▶ [Aim of the exercise]: Among the entries that follow, count the lines with the word "operation" and report the number by itself.

▶ [Stored data]:
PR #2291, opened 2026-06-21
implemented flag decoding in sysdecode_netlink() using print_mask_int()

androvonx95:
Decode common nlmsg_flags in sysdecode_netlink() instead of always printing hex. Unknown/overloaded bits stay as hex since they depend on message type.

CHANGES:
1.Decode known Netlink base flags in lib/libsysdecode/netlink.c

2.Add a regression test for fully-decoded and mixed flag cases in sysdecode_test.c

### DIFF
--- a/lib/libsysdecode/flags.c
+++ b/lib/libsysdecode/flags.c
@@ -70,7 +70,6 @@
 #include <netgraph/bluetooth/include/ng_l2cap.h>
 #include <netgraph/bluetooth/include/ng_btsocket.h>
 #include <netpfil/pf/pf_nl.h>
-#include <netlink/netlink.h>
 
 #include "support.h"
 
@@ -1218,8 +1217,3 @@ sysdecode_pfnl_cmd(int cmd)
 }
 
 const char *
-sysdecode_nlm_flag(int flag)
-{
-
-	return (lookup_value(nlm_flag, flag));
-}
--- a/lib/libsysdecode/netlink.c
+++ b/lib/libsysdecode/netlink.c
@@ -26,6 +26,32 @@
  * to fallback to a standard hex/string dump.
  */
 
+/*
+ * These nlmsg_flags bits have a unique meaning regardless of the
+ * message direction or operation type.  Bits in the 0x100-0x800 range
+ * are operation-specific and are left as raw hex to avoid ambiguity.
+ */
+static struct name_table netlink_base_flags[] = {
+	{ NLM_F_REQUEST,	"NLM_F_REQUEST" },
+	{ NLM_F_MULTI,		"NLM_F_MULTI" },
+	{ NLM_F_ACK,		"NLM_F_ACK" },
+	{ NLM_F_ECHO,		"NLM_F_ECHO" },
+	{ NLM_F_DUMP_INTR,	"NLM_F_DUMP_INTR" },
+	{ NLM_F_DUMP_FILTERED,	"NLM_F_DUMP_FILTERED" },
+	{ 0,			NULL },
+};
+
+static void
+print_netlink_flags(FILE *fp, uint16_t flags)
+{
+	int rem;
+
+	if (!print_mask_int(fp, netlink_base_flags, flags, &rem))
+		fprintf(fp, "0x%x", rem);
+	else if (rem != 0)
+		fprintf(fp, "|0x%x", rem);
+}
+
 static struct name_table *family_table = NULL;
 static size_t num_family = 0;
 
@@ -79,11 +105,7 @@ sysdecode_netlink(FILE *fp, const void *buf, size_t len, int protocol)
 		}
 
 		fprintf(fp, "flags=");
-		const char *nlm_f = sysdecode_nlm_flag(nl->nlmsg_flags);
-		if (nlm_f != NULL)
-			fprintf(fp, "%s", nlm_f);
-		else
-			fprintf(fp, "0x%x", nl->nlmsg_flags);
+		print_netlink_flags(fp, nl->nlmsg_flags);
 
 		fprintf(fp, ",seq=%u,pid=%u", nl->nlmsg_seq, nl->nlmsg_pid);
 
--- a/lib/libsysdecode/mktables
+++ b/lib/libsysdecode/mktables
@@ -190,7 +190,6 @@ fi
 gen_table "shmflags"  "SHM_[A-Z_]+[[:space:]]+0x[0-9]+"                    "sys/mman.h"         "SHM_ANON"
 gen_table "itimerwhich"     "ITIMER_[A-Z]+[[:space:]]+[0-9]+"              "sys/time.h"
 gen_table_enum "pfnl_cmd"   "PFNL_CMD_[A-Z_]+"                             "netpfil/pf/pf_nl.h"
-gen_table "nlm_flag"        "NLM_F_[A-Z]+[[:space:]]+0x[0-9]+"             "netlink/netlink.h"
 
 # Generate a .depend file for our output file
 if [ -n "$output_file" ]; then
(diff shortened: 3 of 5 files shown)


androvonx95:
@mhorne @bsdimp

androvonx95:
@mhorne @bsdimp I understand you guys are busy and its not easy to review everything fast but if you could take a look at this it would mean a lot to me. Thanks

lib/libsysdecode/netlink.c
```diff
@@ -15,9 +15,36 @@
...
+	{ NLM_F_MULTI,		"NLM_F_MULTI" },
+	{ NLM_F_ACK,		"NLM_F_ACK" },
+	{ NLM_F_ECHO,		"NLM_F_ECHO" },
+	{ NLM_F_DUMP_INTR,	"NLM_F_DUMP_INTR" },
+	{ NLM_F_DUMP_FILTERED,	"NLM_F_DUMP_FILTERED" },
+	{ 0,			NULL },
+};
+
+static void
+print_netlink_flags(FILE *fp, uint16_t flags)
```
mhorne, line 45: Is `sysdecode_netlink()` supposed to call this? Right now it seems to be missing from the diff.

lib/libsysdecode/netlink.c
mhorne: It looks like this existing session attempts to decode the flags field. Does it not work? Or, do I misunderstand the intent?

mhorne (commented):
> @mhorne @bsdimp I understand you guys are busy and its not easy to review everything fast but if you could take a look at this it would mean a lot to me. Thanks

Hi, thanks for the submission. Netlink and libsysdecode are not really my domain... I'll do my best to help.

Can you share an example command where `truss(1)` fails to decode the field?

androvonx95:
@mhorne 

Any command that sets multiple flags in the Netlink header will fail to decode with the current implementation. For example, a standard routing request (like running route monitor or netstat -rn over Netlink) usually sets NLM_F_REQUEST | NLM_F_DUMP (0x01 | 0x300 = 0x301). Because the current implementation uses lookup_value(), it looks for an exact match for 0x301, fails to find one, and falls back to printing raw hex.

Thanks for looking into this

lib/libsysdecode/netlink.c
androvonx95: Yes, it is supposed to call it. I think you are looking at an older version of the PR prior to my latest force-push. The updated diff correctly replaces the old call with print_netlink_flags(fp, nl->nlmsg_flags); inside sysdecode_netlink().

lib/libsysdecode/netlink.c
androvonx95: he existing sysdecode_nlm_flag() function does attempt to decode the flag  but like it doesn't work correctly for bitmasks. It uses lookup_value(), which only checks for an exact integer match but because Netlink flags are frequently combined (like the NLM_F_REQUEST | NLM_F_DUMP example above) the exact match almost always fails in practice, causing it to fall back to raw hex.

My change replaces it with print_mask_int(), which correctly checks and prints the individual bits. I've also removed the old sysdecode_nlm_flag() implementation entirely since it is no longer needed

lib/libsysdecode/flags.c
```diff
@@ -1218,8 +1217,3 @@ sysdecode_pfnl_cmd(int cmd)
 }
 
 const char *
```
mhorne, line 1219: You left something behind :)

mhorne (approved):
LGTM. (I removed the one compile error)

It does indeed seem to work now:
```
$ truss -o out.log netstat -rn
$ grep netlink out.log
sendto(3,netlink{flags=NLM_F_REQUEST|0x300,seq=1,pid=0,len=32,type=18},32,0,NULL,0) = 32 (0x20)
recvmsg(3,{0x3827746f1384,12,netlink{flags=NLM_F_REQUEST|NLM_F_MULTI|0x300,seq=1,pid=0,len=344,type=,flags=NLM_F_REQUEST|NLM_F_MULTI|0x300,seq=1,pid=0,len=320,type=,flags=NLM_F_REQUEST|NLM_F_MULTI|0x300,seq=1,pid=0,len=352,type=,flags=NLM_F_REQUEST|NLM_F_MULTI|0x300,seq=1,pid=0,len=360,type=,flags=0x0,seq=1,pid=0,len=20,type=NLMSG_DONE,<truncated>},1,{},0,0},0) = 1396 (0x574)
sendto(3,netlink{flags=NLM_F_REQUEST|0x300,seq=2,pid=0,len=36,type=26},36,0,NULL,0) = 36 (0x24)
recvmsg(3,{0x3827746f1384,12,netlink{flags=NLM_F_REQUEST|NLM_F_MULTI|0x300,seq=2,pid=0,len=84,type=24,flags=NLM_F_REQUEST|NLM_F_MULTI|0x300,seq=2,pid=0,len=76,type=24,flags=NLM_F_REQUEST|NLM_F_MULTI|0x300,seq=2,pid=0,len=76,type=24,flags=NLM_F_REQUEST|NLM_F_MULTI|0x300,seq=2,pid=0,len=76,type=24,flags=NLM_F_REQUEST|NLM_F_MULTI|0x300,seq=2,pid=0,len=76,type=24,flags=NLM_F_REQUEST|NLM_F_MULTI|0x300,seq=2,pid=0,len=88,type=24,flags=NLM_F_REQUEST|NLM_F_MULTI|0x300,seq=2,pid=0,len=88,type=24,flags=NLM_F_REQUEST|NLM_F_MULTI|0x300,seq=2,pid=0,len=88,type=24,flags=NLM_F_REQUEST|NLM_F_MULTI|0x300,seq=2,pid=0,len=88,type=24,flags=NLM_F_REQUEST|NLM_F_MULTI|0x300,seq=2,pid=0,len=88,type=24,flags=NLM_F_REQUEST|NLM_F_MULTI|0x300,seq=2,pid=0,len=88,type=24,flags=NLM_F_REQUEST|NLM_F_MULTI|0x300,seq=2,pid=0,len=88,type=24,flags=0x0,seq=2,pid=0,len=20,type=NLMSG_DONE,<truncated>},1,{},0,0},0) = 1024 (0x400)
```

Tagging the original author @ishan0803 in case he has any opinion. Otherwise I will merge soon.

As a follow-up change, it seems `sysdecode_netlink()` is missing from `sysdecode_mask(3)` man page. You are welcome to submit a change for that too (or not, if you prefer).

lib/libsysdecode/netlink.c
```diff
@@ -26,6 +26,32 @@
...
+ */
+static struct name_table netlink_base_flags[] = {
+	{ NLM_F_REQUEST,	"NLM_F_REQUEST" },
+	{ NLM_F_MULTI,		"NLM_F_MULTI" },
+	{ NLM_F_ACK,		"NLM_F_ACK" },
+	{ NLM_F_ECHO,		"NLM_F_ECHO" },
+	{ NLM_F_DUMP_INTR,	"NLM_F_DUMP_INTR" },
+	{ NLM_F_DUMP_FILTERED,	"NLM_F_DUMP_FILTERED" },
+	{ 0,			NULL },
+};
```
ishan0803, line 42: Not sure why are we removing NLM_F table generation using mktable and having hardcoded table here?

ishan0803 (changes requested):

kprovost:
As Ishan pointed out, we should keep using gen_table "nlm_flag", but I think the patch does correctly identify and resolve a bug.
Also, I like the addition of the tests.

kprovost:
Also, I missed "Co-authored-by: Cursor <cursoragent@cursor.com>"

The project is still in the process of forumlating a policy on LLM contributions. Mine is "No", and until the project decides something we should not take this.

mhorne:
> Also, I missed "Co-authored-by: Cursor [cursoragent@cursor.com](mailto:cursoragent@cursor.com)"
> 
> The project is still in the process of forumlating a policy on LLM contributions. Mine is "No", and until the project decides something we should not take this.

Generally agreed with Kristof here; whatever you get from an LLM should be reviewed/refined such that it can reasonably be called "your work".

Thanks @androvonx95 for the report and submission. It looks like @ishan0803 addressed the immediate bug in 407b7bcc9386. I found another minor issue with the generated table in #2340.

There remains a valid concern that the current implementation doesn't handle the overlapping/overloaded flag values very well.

▶ [Exercise solution]: 2